Is Elixir well suited to crawling and web automation compared to other languages and frameworks?

mbenatti · May 7, 2017, 9:17pm

One of the biggest Topic’s of the tecnology are being Data(and big data) and a good part it, as well as model of revenue of a lot of companies.

Thinking about it and trying to insert the Elixir to the mainstream the doubt is, Is Elixir good for crawling and web automation?

Crawling

The most used, with ease and featured library is the Scrapy, there are a lot o companies using it.

For a good crawling/scrape a language must have some requirements, like:

Great HTTP libraries and html parsers
Powerful text processing capabilities
Non blocking I/O
Robust pre-existing crawling frameworks

To compete and to try achieve a crawlng with this we have some early stages libraries, like Floki, scrape, and others…

We all know that Elixir is not so good to process a large number of text/data, in some of this libs, they use rust lang to deal with that process…

Web Automation

About it we have a library called hound, I didn’t test it but I would like to hear more from users.

Are there anybody using Elixir for crawling or web browser automation??

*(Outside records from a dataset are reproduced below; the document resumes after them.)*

PR #1273, opened 2025-06-19
Support globs in mkiocccentry ignore option

xexyl:
Added support of globs with the mkiocccentry ignore option (-I). This 
involves syncing jparse/ from the jparse repo. It would appear that
GitHub changed something with workflows so this might fail the workflow 
check. If so that might require a new issue or looking at later. In any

kokolegorille · May 7, 2017, 9:44pm

There is a similar thread here

Maybe it helps…

mbenatti · May 7, 2017, 11:19pm

Thanks!

It’s good to get some feedbacks from people that use tools like these in others languages too

andre1sk · May 8, 2017, 1:08am

Big Data and Web Scraping are very orthogonal topics. For many use cases Elixir would be very good fit.

adammokan · May 9, 2017, 5:43pm

@mbenatti

I’ve been doing some large-scale crawling/scraping with Elixir for almost a year now. I can say its been a perfect fit. See some info here - Web scraping tools or look up other threads of mine for more details. I’m doing 100% headless browser crawling via ports in a distributed system due to the scalability requirements I have.

We’ve never had performance issues with Floki parsing or performance around that aspect. Its one of the lightest parts of the system for me, honestly. I think it’s nice to have the option to go to the more performant libraries, but I wouldn’t sweat that now if you’re just getting started.

At minimum, I do 60k crawls an hour now. That will be expanded to something close to 300k/hour minimum within the next couple months. My top end volume has not been hit yet but its not unreasonable for me to do 4-5 times my normal rate if I pop up some spot instance nodes. It all depends on how many nodes I add to my system.

Good luck!

mbenatti · May 11, 2017, 5:10am

Thank you for sharing your experience.

The use of NightmareJS is because Elixir/Floki can’t handle in some cases?

mischov · May 11, 2017, 5:19am

He mentions in the linked thread that he uses Floki to parse, and NightmareJS to crawl because he can’t use HTTPoison (not HTML content only).

esconsut1 · May 11, 2017, 4:00pm

We’ve been using Floki to parse HTML for millions of web pages in the last few months.
Floki has been the fastest part!

Verk for sidekiq compatible workers also enables the concurrency we want.

Respecting robots.txt was a bit of a challenge.

And our PG database is getting a little slow. Might have to store web pages elsewhere soon.

Otherwise its been a very interesting journey. We learned Elixir with this project.